# Small cell plastic in sheets? Does anyone sell it?



## JRG13 (May 11, 2012)

Don't think it exists. I know people were cutting out pf frames and doing it that way.


----------



## KQ6AR (May 13, 2008)

Some guys cut them out on a table saw, & put them in wood frames.


----------



## pgayle (Jan 27, 2008)

Might have to try that.. I wish they would sell them though.


----------



## beepro (Dec 31, 2012)

Perhaps we all should start emailing these big bee companies to voice what
we want. Why they would not make those? Perhaps the yellow one piece plastic
foundation frame that nobody will buy anymore to cut them up.


----------



## Harley Craig (Sep 18, 2012)

Apparently they had some old stock in their bargain bin someone posted here about it a few months ago and when he did they sold out in like 2 hrs


----------



## Barry (Dec 28, 1999)

beepro said:


> Perhaps the yellow one piece plastic
> foundation frame that nobody will buy anymore to cut them up.

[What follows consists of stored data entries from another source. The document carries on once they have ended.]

PR #2787, opened 2020-10-17
a11y fixes for filter modal

### LINKED ISSUE #1222: [feature]: Filters (Layered Navigation) - Add keyboard focus and the way tab order should work
As part of [#797](https://github.com/magento/pwa-studio/pull/797) - Layered navigation UI feature is added. But the keyboard focus and tab order does not work as expected.

Per meeting with [@soumya-ashok](https://github.com/soumya-ashok), these are the changes we've identified that need to be made:
* Focus on close button first
* “Escape” should always close modal no matter what depth/element is focused, should remember filter state
* Add outline/border to focused elements
* Add better aria labels to actionable for voiceover (get jimothy’s input)
* Kill tooltip or remove a11y arrow key from tooltip ie aria-ignore.
* Using space to select/unselect a color moves focus back to first color. Should remain on selected color/element. Apply treatment to other filter items
* Shift-tab on close should move focus to apply filters/resetfilters/ or last filter category. “Tab/focus trapping”
* On “apply filters” focus should move back to filter button
* On “reset filters” focus should move to first filter category button *not* the close button.

Additional:
* Make width 360px.
* Make expand from left instead of bottom.

Helpful Links:
* <https://webaim.org/techniques/keyboard/>

dani97:
## Description

Resolves A11y for filter modal

## Related Issue

Closes #1222

### Verification Stakeholders

@dpatil-magento 
@soumya-ashok 

### Verification Steps

1. Go to the Category  page.
2. Open the layered navigation, verify tab order, key controls
3. Check for other a11y features

## Checklist

### DIFF
--- a/packages/venia-ui/lib/components/FilterModal/CurrentFilters/currentFilters.js
+++ b/packages/venia-ui/lib/components/FilterModal/CurrentFilters/currentFilters.js
@@ -33,7 +33,11 @@ const CurrentFilters = props => {
         return elements;
     }, [classes.item, filterState, removeItem]);
 
-    return <ul className={classes.root}>{filterElements}</ul>;
+    return (
+        <ul className={classes.root} aria-label="Current Filters">
+            {filterElements}
+        </ul>
+    );
 };
 
 CurrentFilters.propTypes = {
--- a/packages/venia-ui/lib/components/FilterModal/filterModal.js
+++ b/packages/venia-ui/lib/components/FilterModal/filterModal.js
@@ -1,4 +1,4 @@
-import React, { useMemo } from 'react';
+import React, { useMemo, useRef } from 'react';
 import { FormattedMessage } from 'react-intl';
 import { array, arrayOf, shape, string } from 'prop-types';
 import { X as CloseIcon } from 'react-feather';
@@ -12,6 +12,8 @@ import CurrentFilters from './CurrentFilters';
 import FilterBlock from './filterBlock';
 import FilterFooter from './filterFooter';
 import defaultClasses from './filterModal.css';
+
+import { tabbable } from 'tabbable';
 
 /**
  * A view that displays applicable and applied filters.
@@ -34,6 +36,7 @@ const FilterModal = props => {
 
     const classes = mergeClasses(defaultClasses, props.classes);
     const modalClass = isOpen ? classes.root_open : classes.root;
+    const modalRef = useRef(null);
 
     const filtersList = useMemo(
         () =>
@@ -66,9 +69,49 @@ const FilterModal = props => {
         </div>
     ) : null;
 
+    function changeFocusOnModal(event) {
+        if (isOpen) {
+            event.target.focus();
+        }
+    }
+
+    function handleKeyActions(event) {
+        if (isOpen) {
+            if (event.keyCode === 27) {
+                handleClose(event);
+            }
+            const element = modalRef.current;
+            const focusableEls = tabbable(element);
+            const firstFocusableEl = focusableEls[0];
+            const lastFocusableEl = focusableEls[focusableEls.length - 1];
+            if (event.keyCode === 9 || event.key === 'Tab') {
+                if (event.shiftKey) {
+                    /* shift + tab */
+                    if (document.activeElement === firstFocusableEl) {
+                        lastFocusableEl.focus();
+                        event.preventDefault();
+                    }
+                } /* tab */ else {
+                    if (document.activeElement === lastFocusableEl) {
+                        firstFocusableEl.focus();
+                        event.preventDefault();
+                    }
+                }
+            }
+        }
+    }
+
     return (
         <Portal>
-            <aside className={modalClass}>
+            {/* eslint-disable-next-line jsx-a11y/no-noninteractive-element-interactions */}
+            <aside
+                className={modalClass}
+                tabIndex="-1"
+                ref={modalRef}
+                onKeyDown={handleKeyActions}
+                onTransitionEnd={changeFocusOnModal}
+                role="dialog"
+            >
                 <div className={classes.body}>
                     <div className={classes.header}>
                         <h2 className={classes.headerTitle}>
@@ -77,7 +120,7 @@ const FilterModal = props => {
                                 defaultMessage={'Filters'}
                             />
                         </h2>
-                        <button onClick={handleClose}>
+                        <button onClick={handleClose} aria-label="close">
                             <Icon src={CloseIcon} />
                         </button>
                     </div>
@@ -87,7 +130,9 @@ const FilterModal = props => {
                         filterState={filterState}
                     />
                     {clearAll}
-                    <ul className={classes.blocks}>{filtersList}</ul>
+                    <ul className={classes.blocks} aria-label="Filters">
+                        {filtersList}
+                    </ul>
                 </div>
                 <FilterFooter
                     applyFilters={handleApply}
--- a/packages/venia-ui/package.json
+++ b/packages/venia-ui/package.json
@@ -47,6 +47,7 @@
     "react-slick": "~0.25.2",
     "redux-actions": "~2.6.4",
     "redux-thunk": "~2.3.0",
+    "tabbable": "~5.1.2",
     "uuid": "~3.3.2"
   },
   "devDependencies": {
--- a/yarn.lock
+++ b/yarn.lock
@@ -15586,6 +15586,11 @@ symbol.prototype.description@^1.0.0:
     es-abstract "^1.17.0-next.1"
     has-symbols "^1.0.1"
 
+tabbable@~5.1.2:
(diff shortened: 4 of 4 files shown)


dani97:
Focus order corrected
Focus trap implemented
filter closes on esc

dani97:
> Focus order corrected
> Focus trap implemented
> filter closes on esc

Focus trap not working as expected

packages/venia-ui/lib/components/FilterModal/filterModal.js
```diff
@@ -66,9 +77,42 @@ const FilterModal = props => {
...
+                        lastFocusableEl.focus();
+                        event.preventDefault();
+                    }
+                } /* tab */ else {
+                    if (document.activeElement === lastFocusableEl) {
+                        firstFocusableEl.focus();
+                        event.preventDefault();
+                    }
+                }
+            }
```
dani97, line 102: is this logic can be converted to an util for other modals and dialogs

schensley:
@dani97 The tab order seems generally good and correct. If possible, it would be ideal that when the shopper opens the layered navigation menu that it takes precedence for the tab order, so that the shopper tabs through the menu items rather than tabbing through the underlying page first.

dani97:
> @dani97 The tab order seems generally good and correct. If possible, it would be ideal that when the shopper opens the layered navigation menu that it takes precedence for the tab order, so that the shopper tabs through the menu items rather than tabbing through the underlying page first.

@schensley Is focus trap implemented on modal not working for you? I tested in firefox and chrome in linux. It works for me

tjwiebell:
@dani97 - The focus trap is also not working for me, using Chrome v86 and the deployed PR instance. I see that you increased the timer, but it might be better to look into animation events to determine when to fire those actions. Please investigate, and let me know if you need any assistance.

dani97:
thanks for the idea @tjwiebell. this works without timeout workaround 😄

packages/venia-ui/lib/components/FilterModal/filterModal.js
dani97: @tjwiebell

schensley:
@dani97 Sorry, my misunderstanding I was checking the site navigation.  Sorry, I'm looking at the "filter drawer" now.  This looks good. UX approved.

packages/venia-ui/lib/components/FilterModal/CurrentFilters/currentFilters.js
```diff
@@ -33,7 +33,11 @@ const CurrentFilters = props => {
         return elements;
     }, [classes.item, filterState, removeItem]);
 
-    return <ul className={classes.root}>{filterElements}</ul>;
+    return (
+        <ul className={classes.root} aria-label="Current Filters">
```
tjwiebell, line 37: I believe we would want to open this for translation; please use `formatMessage` for this label. Similar to this in [AddressBookPage](https://github.com/magento/pwa-studio/blob/1494c40366538ead7cbb41c873666352986198ba/packages/venia-ui/lib/components/AddressBookPage/addressBookPage.js#L26:L29).

packages/venia-ui/lib/components/FilterModal/filterModal.js
```diff
@@ -66,9 +69,49 @@ const FilterModal = props => {
         </div>
     ) : null;
 
+    function changeFocusOnModal(event) {
```
tjwiebell, line 72: Both of these should be moved to `useFilterModal` and follow standard conventions.

`const handleFocusOnOpen = useCallback(event => {...})`

packages/venia-ui/lib/components/FilterModal/filterModal.js
```diff
@@ -66,9 +69,49 @@ const FilterModal = props => {
...
+
+    function handleKeyActions(event) {
+        if (isOpen) {
+            if (event.keyCode === 27) {
+                handleClose(event);
+            }
+            const element = modalRef.current;
+            const focusableEls = tabbable(element);
+            const firstFocusableEl = focusableEls[0];
+            const lastFocusableEl = focusableEls[focusableEls.length - 1];
```
tjwiebell, line 86: This seems like something you could initialize on open and not need to calculate again on every key press; since we just need to measure once the ref is attached, I'm thinking a callback ref is the best solution here.

```jsx
const filterModalRef = useCallback(node => {
  if (node !== null) {
    // do your calc here and set first/last into local state variable
  }
}, []);
```

packages/venia-ui/lib/components/FilterModal/filterModal.js
tjwiebell: Let's not over optimize yet, but I do agree that this could be decomp'd into a general utility at some point.

packages/venia-ui/lib/components/FilterModal/filterModal.js
```diff
@@ -77,7 +120,7 @@ const FilterModal = props => {
                                 defaultMessage={'Filters'}
                             />
                         </h2>
-                        <button onClick={handleClose}>
+                        <button onClick={handleClose} aria-label="close">
```
tjwiebell, line 123: Please use `formatMessage`

packages/venia-ui/lib/components/FilterModal/filterModal.js
```diff
@@ -87,7 +130,9 @@ const FilterModal = props => {
                         filterState={filterState}
                     />
                     {clearAll}
-                    <ul className={classes.blocks}>{filtersList}</ul>
+                    <ul className={classes.blocks} aria-label="Filters">
```
tjwiebell, line 133: Please use `formatMessage`

packages/venia-ui/package.json
```diff
@@ -47,6 +47,7 @@
     "react-slick": "~0.25.2",
     "redux-actions": "~2.6.4",
     "redux-thunk": "~2.3.0",
+    "tabbable": "~5.1.2",
```
tjwiebell, line 50: We're willing to accept the size of this lib if you can guarantee it doesn't end up in the main vendor bundle; this might require that `FilterModal` is lazy loaded if it already didn't shake out that way on its own. You can run `yarn stats:venia` to compare bundle sizes before and after this change.

tjwiebell (changes requested):
This functions perfectly, nice work 👍  some suggestions for making this more consistent with the rest of the code base, and some areas for optimization. Please let me know if you have any questions, or need any help finishing this up.

packages/venia-ui/package.json
dani97: https://github.com/magento/pwa-studio/pull/2843 @tjwiebell this pr introduces `react-aria` for focus trap, if that is merged I will rewrite this pr.

tjwiebell: Good eye; this issue did get a little outdated and we very recently started experimenting with the Adobe maintained `react-aria` library, which we probably should have included as implementation guidance. Since this solution with the tabbable lib worked, and we didn't provide that guidance, we were prepared to accept as-is, and re-factor later. I think we're confident enough in the results of that Spike that `react-aria` would be our preferred solution, using the `FocusScope` HOC here.

I don't know the timeline of that Spike getting delivered, but if you would like to preemptively switch this implementation to `react-aria`, it would be very much appreciated; but again, very much optional.

tjwiebell:
@dani97 - Just wanted to make sure you saw [this comment](https://github.com/magento/pwa-studio/pull/2787#discussion_r516028449); I didn't @ reply so very likely you didn't get notified. Did you want to try a re-factor to `react-aria`? If you're spread thin on availability we're happy to finish this up internally, just let us know 🙂

dani97:
> @dani97 - Just wanted to make sure you saw [this comment](https://github.com/magento/pwa-studio/pull/2787#discussion_r516028449); I didn't @ reply so very likely you didn't get notified. Did you want to try a re-factor to `react-aria`? If you're spread thin on availability we're happy to finish this up internally, just let us know 🙂 

@tjwiebell I will refactor it with react-aria  before next week

dani97:
@sirugh @tjwiebell I tried with react aria focusScope component but the tab order is not working properly in accordion, the tab focus is not shifting to next block instead it is contained within the element instead of modal. Any suggestions how to fix it

sirugh:
> @sirugh @tjwiebell I tried with react aria focusScope component but the tab order is not working properly in accordion, the tab focus is not shifting to next block instead it is contained within the element instead of modal. Any suggestions how to fix it

Can you push to a new branch or show a gif of the issue? Hard to know what's going on without seeing code or an example.

dani97:
@sirugh I have committed what I have tried here  1222-test-react-aria

sirugh:
Closing this - we have an internal ticket to track this work and have referenced this draft PR in the github issue for our records. Should whomever creates this work build upon this PR I'll make sure to give credit :)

I know I won't be. I bought some to try a year ago, medium and deep. I hate the plastic frames so cut out the foundation and put in wood frames I had. The bees took to it well. I just finished cutting the deeps for wood frames. I'll be finding an alternative from here on out.

As long as people keep buying the frames, they have no incentive to offer them as foundation only. I believe http://acornbee.com/ is planning to offer 4.9/5.0 size soon.


----------



## Clayton Huestis (Jan 6, 2013)

I believe http://acornbee.com/ is planning to offer 4.9/5.0 size soon. 

reply:

Barry can you tell me more about this?


----------



## Barry (Dec 28, 1999)

http://www.beesource.com/forums/showthread.php?271474-PF-120-PF-106-foundation&p=1247107#post1247107


----------



## beepro (Dec 31, 2012)

So how soon do we get to have them? This summer or Fall.
And many prefer the black small cell to see the eggs/larvae better otherwise I have to spray paint
them black first then coat them with a layer of wax. Are they making the black one as well?


----------



## AAIndigo (Jun 14, 2015)

pgayle said:


> I have some of the Mann Lake Small Cell plastic frames. The main annoyance with the Mann Lake plastic small cell frames is that the bees will put burr comb on the tops of the plastic frames making it harder to get the boxes apart.
> 
> My main annoyance with the wood frames is cleaning them up and installing new foundation. I did that all weekend and decided I would rather be cleaning toilets than cleaning old frames.
> 
> ...


Browsing the older posts and came across this one. I will be ordering some for starter strips . http://www.brushymountainbeefarm.com/Small-Cell-Foundation/products/31/


----------



## beepro (Dec 31, 2012)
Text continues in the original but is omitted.